Beyond data volume growth being the reason for targeting, the nature of company expansion creates other threat vectors that give CISOs reason to worry. An expanding business will likely be taking on more personnel, and each additional team member will bring with them numerous network-connected devices, representing a host of potential new vulnerabilities. Each new employee could be an unwitting insider threat. Either way, it is up to the security team to monitor their access to systems and use of sensitive data. 

As businesses grow, they’ll inevitably expand their network of third-party suppliers to meet larger business aims. The central security and analytics platform (SIEM) for the modern security operations center (SOC) is not just protecting one’s own network, but ensuring the security of all third parties that connect into it. Transitioning companies with broad and complex networks face added risk as each third party represents another point of unauthorized access to the network. 

Growth for modern enterprises inevitably leads to infrastructure growth as well; for example, increased business may lead to increased web traffic, or a demand for new and efficient online services to better fulfil a company’s purpose.

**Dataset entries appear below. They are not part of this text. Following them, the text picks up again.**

PR #308, opened 2024-02-24
`flagOverlappingHz()` performance improvements

brownag:
`flagOverlappingHz()` is called by `fillHzGaps()` which is used by several higher level functions including:
- `dice()` / `slab()` 
- `profileInformationIndex()`
- `spc2mpspline()`

The current implementation of `flagOverlappingHz()` on master branch is slow, based on iteration over single profile SPCs, and complex operations on each element... it is the major bottleneck in `fillHzGaps()`.

This PR improves processing time by approximately 4 orders of magnitude with a 10,000 profile SoilProfileCollection. It also allows for flagging overlap in horizons that have missing depths (a TODO item), improves tests, and ensures that _imperfectly_ overlapping horizons are not flagged.

```r
library(aqp)
#> This is aqp 2.0.3

x <- data.table::rbindlist(lapply(1:10000, random_profile, SPC = FALSE))
depths(x) <- id ~ top + bottom

# flag overlap in 10k random profiles (that have no overlap)
system.time(flagOverlappingHz(x))

## BEFORE
#>   user  system elapsed 
#> 98.309   0.483  98.877 

## AFTER
#>  user  system elapsed 
#> 0.002   0.006   0.013 
```

### DIFF
--- a/DESCRIPTION
+++ b/DESCRIPTION
@@ -15,6 +15,6 @@ URL: https://github.com/ncss-tech/aqp, https://ncss-tech.github.io/AQP/
 BugReports: https://github.com/ncss-tech/aqp/issues
 Language: en-US
 Encoding: UTF-8
-RoxygenNote: 7.3.0
+RoxygenNote: 7.3.1
 Roxygen: list(markdown = TRUE)
 VignetteBuilder: knitr
--- a/R/flagOverlappingHz.R
+++ b/R/flagOverlappingHz.R
@@ -34,27 +34,26 @@
 #' 
 flagOverlappingHz <- function(x) {
   h <- horizons(x)
+  idn <- idname(x)
   hzd <- horizonDepths(x)
   
-  # extract horizon depths
-  .tops <- h[[hzd[1]]]
-  .bottoms <- h[[hzd[2]]]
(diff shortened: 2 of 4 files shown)


brownag:
On second thought, iteration may be necessary here (i.e. https://github.com/ncss-tech/aqp/pull/308/commits/8f5e02185caab75648aeb09cfc4cd93e3ac70464 may need to be reverted/altered), or a few more checks and tests for the multiprofile case to be properly covered. Will add a test to this that ensures logic is corrected.

dylanbeaudette:
Nice improvements and clever approach to NA depths. Thanks for working on this.

brownag:
> Nice improvements and clever approach to NA depths. Thanks for working on this.

Thanks!

I encountered it trying `fillHzGaps()` on ~13k KSSL pedons via `fetchLDM()` and was surprised how long it took, then realized that there were some notes on need to optimize it. I guess I have never noticed issues with smaller SPCs, but is pretty apparent when working with the LDM snapshot.

dylanbeaudette:
Agreed, that bottleneck had to go. Thanks for tackling it.

brownag:
Is this OK to merge now?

With this new infrastructure comes more data and new systems, all of which must be monitored and secured by the security team to defend against hostile activity. The general modernization of IT also adds to the data load, as legacy software and hardware is replaced by solutions such as cloud, which require more data and further systems for SIEM to monitor. 

Whatever the type of growth an enterprise is experiencing, it is likely that expansion calls for multiple new areas of potential risk to be immediately monitored and responded to through a SIEM. As well as being a more valuable target, a growing business is an enterprise in transition and cyber-criminals will be watchful for any lapses in the changing security situation.  

Traditional SIEM pricing models prevent security scalability 
To meet threats presented through growth, a fluid and holistic SIEM is necessary to cover these many areas of developing exposure. However, traditional pricing models have so far been restrictive to security scalability, especially in instances where company growth cannot be predicted with time to plan accordingly. 

The two most common pricing models used by SIEM vendors are the capacity-based model and the user-based model. Neither of these models offer easy scalability and can leave business leaders in a difficult bind as to whether to pursue growth at the expense of security. The capacity model is based upon a set cost per a certain amount of data, while the user-based model is a set cost based upon the headcount of your organization.

Crucially, these solutions do not allow for the anticipatory handling of rapid growth, as businesses cannot perfectly predict expansion. This leaves CISOs facing growth with a SIEM model that has not been adequately funded to monitor the data and systems needed to ensure business security. 

Traditional pricing models are now leaving CEOs and CISOs in a difficult situation – should business growth be tempered at the expense of pursuing opportunity, or should companies forge ahead and jeopardize their data security? Security vendors have to meet the needs of their customers and find a more versatile approach to SIEM pricing, as existing models act as a restraint on companies that want to be both dynamic and secure.